Я слышал, что будто бы нет. Я ей ответил, помню, целым рассказом о том, как сам познакомился однажды с этой болезнью. — В Москве, года за два до войны, когда мне среди разных «точек», где должен был читать одну популярную лекцию, попалась совсем необычная — Туберкулезный институт. Это были так называемые «костники», в гипсе, прибинтованные к кроватям, — их собрали и свезли из палат в вестибюль больницы, в которой когда-то родился Достоевский. Некоторые, особенно неподвижные, держали в руках зеркальце, чтобы видеть лектора, и когда наводили его — в глаза мне кидались зайчики и слепили. «Товаг'ищи! — кричал «культурник», архаический старичок, не выговаривавший половины алфавита, — Пг'ошу, пожалуйста, без зег'кал!»... А потом этот самый старичок упросил меня слезно повторить лекцию в соседнем корпусе, для легочников. Вот там-то, в большой лепной с хорами зале, бывшей церкви Института благородных девиц, и обступило меня после лекции несколько безголосых, ярко-румяных, шипевших в лицо мне горячечным дыхом какие-то вопросы и впечатления. «Остог'ожно с этими, не так близко!» — шепнул мне в ухо старичок и потом объяснил в гардеробной, помогая выпутаться из белого, в тесемках халата: «Это, знаете ли, гог'ловики... Все обг'еченные: активный пг'оцесс, пог'ажены голосовые связки, бг'осается на мозг — и конец. Для иных вопг'ос только недели»...
— Какой ужас! — сказала Мара. — Так ты думаешь...
К концу дороги от этих ее «ты думаешь...» и прочих вопросов, панических и просто пустейших, стало уж мне невтерпеж.

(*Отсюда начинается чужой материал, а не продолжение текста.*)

PR #469, opened 2022-08-20
Update possible typo in doc

shafeeshafee:
Was just casually reading and thought this might be a typo. Apologies if it isn't! 🙏

Signed-off-by: shaf <68356865+shafeeshafee@users.noreply.github.com>


mlieberman85:
Thanks for the PR, I think it's correct already. I believe Kim was referring to SLSA resonating with different organizations, not the community resonating with different organizations. Let's just doublecheck. @kimsterv ?

shafeeshafee:
@mlieberman85 gotcha, that makes sense.

Issue #1267, opened 2025-01-03
Build Environment track threats


paveliak:
`Build` track defines requirements for the provenance that is generated for the build artifacts. Trustworthiness of the build provenance largely depends on the trustworthiness of the _environment_ the build runs in. Build track assumes full trust into the `Build Platform` providing no solutions to verify build environment integrity. `Build Environment` track intends to close this gap.

Build environment is bootstrapped from a `build image`, which is expected to be an artifact of a SLSA build pipeline. Build platform verifies image provenance upon starting up the environment and provides evidence to the tenant. 

Bootrapping the build environment is a complex process, especially at higher SLSA levels. [Build L3](https://slsa.dev/spec/v1.0/levels#build-l3-hardened-builds) usually requires significant changes to existing build platforms to maintain ephemeral build environments. It is not uncommon for the build platforms to rely on public cloud providers for managing compute resources that power build environments. This in turn might significantly increase attack surface because added build platform dependencies effectively become part of the `TCB`.

`Build Environment` track addresses TCB size concerns at `L2` and `L3` levels. L1 level assumes full trust into the Build Platform including underlying Compute Platform (eg. public cloud provider). L2 level adds capabilities for verifying Compute Platform. L3 level removes Compute Platform from TCB rooting the trust into the hardware.

# Threat model
This diagram outlines the lifetime of a build image between it being generated and used for creating a build environment. Image could be compromised at different times (components). Higher SLSA levels secure the build environment from a larger amount of threats.

```mermaid
flowchart LR
      BuildImage>Build Image] ---> |L1|BuildPlatform[[Build Platform]]
      BuildPlatform[[Build Platform]] ---> |L2|ComputeProvider[[Compute Provider]]
      ComputeProvider[[Compute Provider]] ---> |L3|BuildEnvironment[(Build Environment)]
```

`L1` level protects from threats that happened to the build image in between generating it and passing to the `Build Platform`. This covers cases of unauthorized modifications happening to the image as it is distributed (potentially via untrusted channels).

`L2` level protects from threats occurring at the `Build Platform` side as it interacts with the `Compute Provider` for actually creating a build environment. `Control plane` is the only `Build Platform` component that is considered trusted at `L2` as it performs remote attestation of the build environment.

[...]

PR #1287, opened 2025-02-12
content: Adding Build Environment Threats section

paveliak:
This PR integrates https://github.com/slsa-framework/slsa/issues/1267 into the Build Environment draft spec

### DIFF
--- a/docs/spec/draft/attested-build-env-levels.md
+++ b/docs/spec/draft/attested-build-env-levels.md
@@ -1,6 +1,7 @@
 ---
 title: Build Environment track
 description: This page gives an overview of the SLSA Build Environment track and its levels, describing their security objectives and general requirements.
+mermaid: true
 ---
 
 ## Rationale
@@ -96,7 +97,32 @@ A typical build environment will go through the following lifecycle:
 
 ### Build environment threats
 
-TODO
+SLSA [Build track] defines requirements for the provenance that is generated for the build artifacts. Trustworthiness of the build provenance largely depends on the trustworthiness of the [build environment] the build runs in. Build track assumes full trust into the [Build Platform] providing no solutions to verify integrity of the build environment. BuildEnv track intends to close this gap.
+
+Build environment is bootstrapped from a [build image], which is expected to be an artifact of a SLSA build pipeline. Build platform verifies image provenance upon starting up the environment and provides evidence to the tenant.
+
+Bootstrapping the build environment is a complex process, especially at higher SLSA levels. [Build L3] usually requires significant changes to existing build platforms to maintain ephemeral build environments. It is not uncommon for the build platforms to rely on public cloud providers for managing compute resources that power build environments. This in turn might significantly increase attack surface because added build platform dependencies effectively become part of the [TCB].
+
+BuildEnv track addresses TCB size concerns at [BuildEnv L2] and [BuildEnv L3] levels. [BuildEnv L1] level assumes full trust into the Build Platform including underlying [Compute Platform] (eg. public cloud provider). BuildEnv L2 level adds capabilities for verifying Compute Platform. BuildEnv L3 level removes Compute Platform from TCB rooting the trust into the hardware.
+
+This diagram outlines the lifetime of a build image between it being generated and used for creating a build environment. Build Image could be compromised at different times (components). Higher SLSA levels secure the build environment from a larger amount of threats.
+
+<div class="mermaid">
+flowchart LR    
+      BuildImage>Build Image] ---> |L1|BuildPlatform[[Build Platform]]
+      BuildPlatform[[Build Platform]] ---> |L2|ComputeProvider[[Compute Provider]]
+      ComputeProvider[[Compute Provider]] ---> |L3|BuildEnvironment[(Build Environment)]
+</div>
+
+[BuildEnv L1] protects from threats that happened to the build image in between generating it and passing to the Build Platform. This covers cases of unauthorized modifications happening to the image as it is distributed (potentially via untrusted channels).
+
+[BuildEnv L2] level protects from threats occurring at the Build Platform side as it interacts with the Compute Platform for actually creating a build environment. [Control plane] is the only Build Platform component that is considered trusted at L2 as it performs remote attestation of the build environment.
+
+[BuildEnv L3] level protects from threats coming from the Compute Platform. It requires build running in a trusted execution environment using technologies like [AMD SEV] and [Intel TDX]. Compute platform is considered untrusted at L3 with the trust rooted into hardware.
+
+NOTE: [Control Plane] is considered trusted at L2 and L3 as it performs remote attestation of the build environment. Build platforms MAY provide capabilities that let tenants perform remote attestation themselves. However, for the Control Plane to be considered untrusted it should have no back-door access to the build environment (e.g. via SSH). Besides, Control Plane provides input data to the build environment (i.e. build request message) and security risks associated with compromising inputs have to be considered as well.
+
+For the example threats refer to the [Build Threats] section
 
 ## BuildEnv levels
 
@@ -334,6 +360,7 @@ TODO
 
 <!-- Link definitions -->
 
+[Build track]: levels.md#build-track
 [Build L1]: levels.md#build-l1
 [Build L2]: levels.md#build-l2
 [Build L3]: levels.md#build-l3
@@ -341,25 +368,33 @@ TODO
 [BuildEnv L1]: #buildenv-l1
 [BuildEnv L2]: #buildenv-l2
 [BuildEnv L3]: #buildenv-l3
+[control plane]:  terminology.md#control-plane
+[dm-verity]: https://docs.kernel.org/admin-guide/device-mapper/verity.html
 [Release Attestation]: https://github.com/in-toto/attestation/blob/main/spec/predicates/release.md
 [SCAI]: https://github.com/in-toto/attestation/blob/main/spec/predicates/scai.md
 [Secure Boot]: https://wiki.debian.org/SecureBoot#What_is_UEFI_Secure_Boot.3F
 [SLSA Build Provenance]: provenance.md
 [TPM]: https://trustedcomputinggroup.org/resource/tpm-library-specification/
 [VSA]: verification_summary.md
-[build image]: #build-image
+[build image]: terminology.md#build-image
 [confidential computing]: https://confidentialcomputing.io/wp-content/uploads/sites/10/2023/03/Common-Terminology-for-Confidential-Computing.pdf
 [execution context]: terminology.md#build-environment
 [hosted]: requirements.md#isolation-strength
-[boot process]: #boot-process
-[build agent]: #build-agent
-[build image producer]: #build-image-producer
+[boot process]:  terminology.md#boot-process
+[build agent]: terminology.md#build-agent
+[build environment]: terminology.md#build-environment
+[build image producer]: terminology.md#build-image-producer
+[build platform]: terminology.md#platform
 [build platforms]: terminology.md#platform
-[compute platform]: #compute-platform
-[host interface]: #host-interface
-[measurement]: #measurement
+[compute platform]: terminology.md#compute-platform
+[host interface]: terminology.md#host-interface
+[measurement]: terminology.md#measurement
 [provenance]: terminology.md#provenance
-[quote]: #quote
-[reference values]: #reference-value
+[quote]: terminology.md#quote
+[reference values]: terminology.md#reference-value
 [several classes]: #build-environment-threats
 [vTPM]: https://trustedcomputinggroup.org/about/what-is-a-virtual-trusted-platform-module-vtpm/
+[AMD SEV]: https://www.amd.com/en/developer/sev.html
+[Intel TDX]: https://www.intel.com/content/www/us/en/developer/tools/trust-domain-extensions/overview.html
+[TCB]: https://csrc.nist.gov/glossary/term/trusted_computing_base
+[Build Threats]: threats.md#build-threats
--- a/docs/spec/draft/threats.md
+++ b/docs/spec/draft/threats.md
@@ -416,10 +416,9 @@ the source repo does not match the expected value.
 ### (E) Build process
 
 An adversary introduces an unauthorized change to a build output through
-tampering of the build process; or introduces false information into the
-provenance.
+tampering of the build image or build process; or introduces false information into the provenance.
 
-These threats are directly addressed by the SLSA Build track.
+These threats are directly addressed by the SLSA Build and Build Environment tracks.
 
 <details><summary>Forge values of the provenance (other than output digest) <span>(Build L2+)</span></summary>
 
@@ -553,19 +552,71 @@ transitive closure of the inputs, and the cache entry is itself a SLSA Build L3
 build with its own provenance that corresponds to the key.
 
 </details>
-<details><summary>Compromise build platform admin <span>(verification)</span></summary>
+<details><summary>Compromise build platform admin<span>(BuildEnv L2+)</span></summary>
 
 *Threat:* An adversary gains admin permissions for the artifact's build platform.
 
-*Mitigation:* The build platform must have controls in place to prevent and
-detect abusive behavior from administrators (e.g. two-person approvals, audit
-logging).
+*Mitigation:* Remote (SSH) access is disabled in the build image. 
+Control Plane attests build environment before the job is started in it and 
+produces a [VSA][vsa] providing evidence that build environment has no outside-in access.
 
 *Example:* MyPackage is built on Awesome Builder. Awesome Builder allows
 engineers on-call to SSH into build machines to debug production issues. An
 adversary uses this access to modify a build in progress. Solution: Consumers
-do not accept provenance from the build platform unless they trust sufficient
-controls are in place to prevent abusing admin privileges.
+do not accept provenance from the build platform unless they can validate 
+build environment integrity.
+
+</details>
+<details><summary>Compromise build image<span>(BuildEnv L1+)</span></summary>
+
+*Threat:* An adversary injects malicious code into the build image at the generation time 
+or in transit.
+
+*Mitigation:* Build image comes with SLSA provenance. Control plane attests build environment 
+upon creation and at runtime and issues Build provenance only if environment passed attestation.
+
+*Example:* MyPackage is built on Awesome Builder. Awesome Builder uses VM images provided by a 
+Fancy Image partner. Adversary was able to install malicious tool into the image at the Fancy Image 
+side hence infiltrating all build environments that use that image.
+
+*Example 2:* MyPackage is built on Awesome Builder. An adversary gained access to the 
+build image storage and modified image at rest injecting a malicious tool into it. All build 
+environments created after that point were compromised.
+
+</details>
+<details><summary>Unexpected reuse of a build environment</summary>
+
+*Threat:* Adversary injects malicious code into the target build by being able to run random code in the same build environment
+
+_Mitigation_: Unique build identifier is included into the Build environment provenance (and [TPM] measurement) allowing [Control plane] to detect environment reuse. Needs [BuildEnv L2] level
+
+_Example_: Due to a bug in the build platform, the environment was used for running two or more jobs and effectively losing “ephemeral” property. Malicious actors could use this vulnerability to poison the build environments they should not have access to.
+
+</details>
+<details><summary>Compromise secure boot<span>(BuildEnv L3)</span></summary>
+
+*Threat:* An adversary having unauthorized access to the compute provider infrastructure was able 
+to deploy a bootkit and circumvent secure boot.
+
+*Mitigation:* Build platform relies on hardware-assisted mechanisms to attest integrity of the 
+build environment (e.g. hardware [TPM], [AMD SEV], [Intel TDX])
+
+*Example:* Awesome Builder uses Cloudy Sky compute provider for provisioning virtual machines. 
+An adversary got an unauthorized access to Cloudy Sky infrastructure and was able to deploy 
+malicious code into UEFI and vTPM and compromise virtual machine attestations.
+
+</details>
+<details><summary>Compromise compute provider<span>(BuildEnv L3)</span></summary>
+
+*Threat:* An adversary having unauthorized access to the host machine performs malicious change in the 
+build environment by using hypervisor capabilities to manipulate virtual machine state.
+
+*Mitigation:* Build platform uses hardware-assisted mechanisms to attest integrity of the build environment 
+(e.g. [AMD SEV] and [Intel TDX])
+
+*Example:* Awesome Builder uses Cloudy Sky compute provider for provisioning virtual machines. An adversary 
+got an unauthorized access to the host machines in Cloudy Sky and was able to hijack hypervisor and inject 
+malicious code into the virtual machine.
 
 </details>
 
@@ -1029,3 +1080,6 @@ Solution: Only accept cryptographic hashes with strong collision resistance.
 [supply chain threats]: threats-overview
 [vsa]: verification_summary
 [vsa_verification]: verification_summary#how-to-verify
+[TPM]: https://trustedcomputinggroup.org/resource/tpm-library-specification/
+[AMD SEV]: https://www.amd.com/en/developer/sev.html
+[Intel TDX]: https://www.intel.com/content/www/us/en/developer/tools/trust-domain-extensions/overview.html
--- a/docs/_includes/head.html
+++ b/docs/_includes/head.html
@@ -30,4 +30,7 @@
     {%- if page.noindex %}
     <meta name="robots" content="noindex">
     {% endif -%}
+    {%- if page.mermaid %}
+    {% include mermaid.html %}  
+    {% endif -%}
 </head>
--- a/docs/_includes/mermaid.html
+++ b/docs/_includes/mermaid.html
@@ -1,0 +1,11 @@
+<script type="module">
+    import mermaid from 'https://cdn.jsdelivr.net/npm/mermaid@11.4.1/+esm';
+    let config = { 
+        startOnLoad: true,
+        flowchart: { 
+            useMaxWidth: true, 
+            htmlLabels: true 
+        } 
+    };
+    mermaid.initialize(config);
+</script>


paveliak:
@marcelamelara Mermaid didn't work 😁 I need to convert diagram to an acceptable format. The text part is ready for review

docs/spec/draft/attested-build-env-levels.md
```diff
@@ -47,7 +47,64 @@ environment, and the compute platform they used.
 
 ### Build environment threats
 
-TODO
+SLSA [Build track] defines requirements for the provenance that is generated for the build artifacts. Trustworthiness of the build provenance largely depends on the trustworthiness of the [build environment] the build runs in. Build track assumes full trust into the [Build Platform] providing no solutions to verify integrity of the build environment. BuildEnv track intends to close this gap.
+
+Build environment is bootstrapped from a [build image], which is expected to be an artifact of a SLSA build pipeline. Build platform verifies image provenance upon starting up the environment and provides evidence to the tenant.
+
+Bootrapping the build environment is a complex process, especially at higher SLSA levels. [Build L3] usually requires significant changes to existing build platforms to maintain ephemeral build environments. It is not uncommon for the build platforms to rely on public cloud providers for managing compute resources that power build environments. This in turn might significantly increase attack surface because added build platform dependencies effectively become part of the TCB.
```
kommendorkapten, line 54: Is `TCB` defined somewhere?

kommendorkapten: As this is the first time mentioning it (that I found), maybe spell it out first then put `TCB` in parenthesis.

kommendorkapten: Oh I see now that there is a link section below, `[TCB]` would then be preferred.

paveliak: Done. Added link to https://csrc.nist.gov/glossary/term/trusted_computing_base

docs/spec/draft/attested-build-env-levels.md
```diff
@@ -47,7 +48,64 @@ environment, and the compute platform they used.
...
+
+What follows are the example threats.
+
+#### Invalid build image
+
+_Threat_: Wrong [build image] is used for the [build environment]. This could be a dev/test image or an older version of the image having security vulnerabilities.
+
+_Mitigation_: [Control Plane] verifies build image provenance upon creating build environment. Needs [BuildEnv L1] level
+
+_Example_: Malicious actor gained access to the build image supply chain and was ultimately able to configure the wrong image in the Build platform.
```
marcelamelara, line 84: For this and the other threats , I think we should flip the Mitigation and Example so the example follows the threat description.

docs/spec/draft/attested-build-env-levels.md
```diff
@@ -47,7 +48,64 @@ environment, and the compute platform they used.
...
+
+#### Reused build environment
+
+_Threat_: [Build environment] unexpectedly reused across two or more builds
+
+_Mitigation_: Unique build identifier is included into the Build environment provenance (and [TPM] measurement) allowing [Control plane] to detect environment reuse. Needs [BuildEnv L2] level
+
+_Example_: Due to a bug in the build platform, the environment was used for running two or more jobs and effectively losing “ephemeral” property. Malicious actors could use this vulnerability to poison the build environments they should not have access to.
+
+#### Continuous integrity of the build environment
```
marcelamelara, line 102: Two things: 1) "Continuous integrity" isn't really a threat, so we probably want to replace this with something like "runtime host system compromise". 
2) I think we need to define the scope of "integrity of the build environment" at L3 because hardware TPMs + Linux IMA can also be used to provide continuous integrity checking, but of the file system only, whereas TEEs can extend this to the memory.

marcelamelara (commented):
Thank you for this first draft @paveliak ! I've got a few comments.

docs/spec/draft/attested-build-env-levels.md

— Ты ведь бывал в Москве у Алеши, Петрович? — заводит она. (Это где-то уж в Верхней Баварии: на теплом песчаном бугре соснячок, в котором мы прячемся; вдали — сизые горбыли моста, узкое лезвие реки; вверху — блесткие кувырки самолетов. Кажется, они собираются бомбить мост. Я слежу. Говорить мне не хочется...) — По-моему, они жили не в ладах с женою, не так ли?
Почему я должен ей об этом рассказывать? В качестве «невесты» ей следовало знать все из первоисточника: лгать Вятич не умел. В этом духе я и отвечаю. Она делает обиженное лицо и, оторвав с ветки сосновую лакированную иголку, плющит ее весьма картинно кончиками блестящих зубов.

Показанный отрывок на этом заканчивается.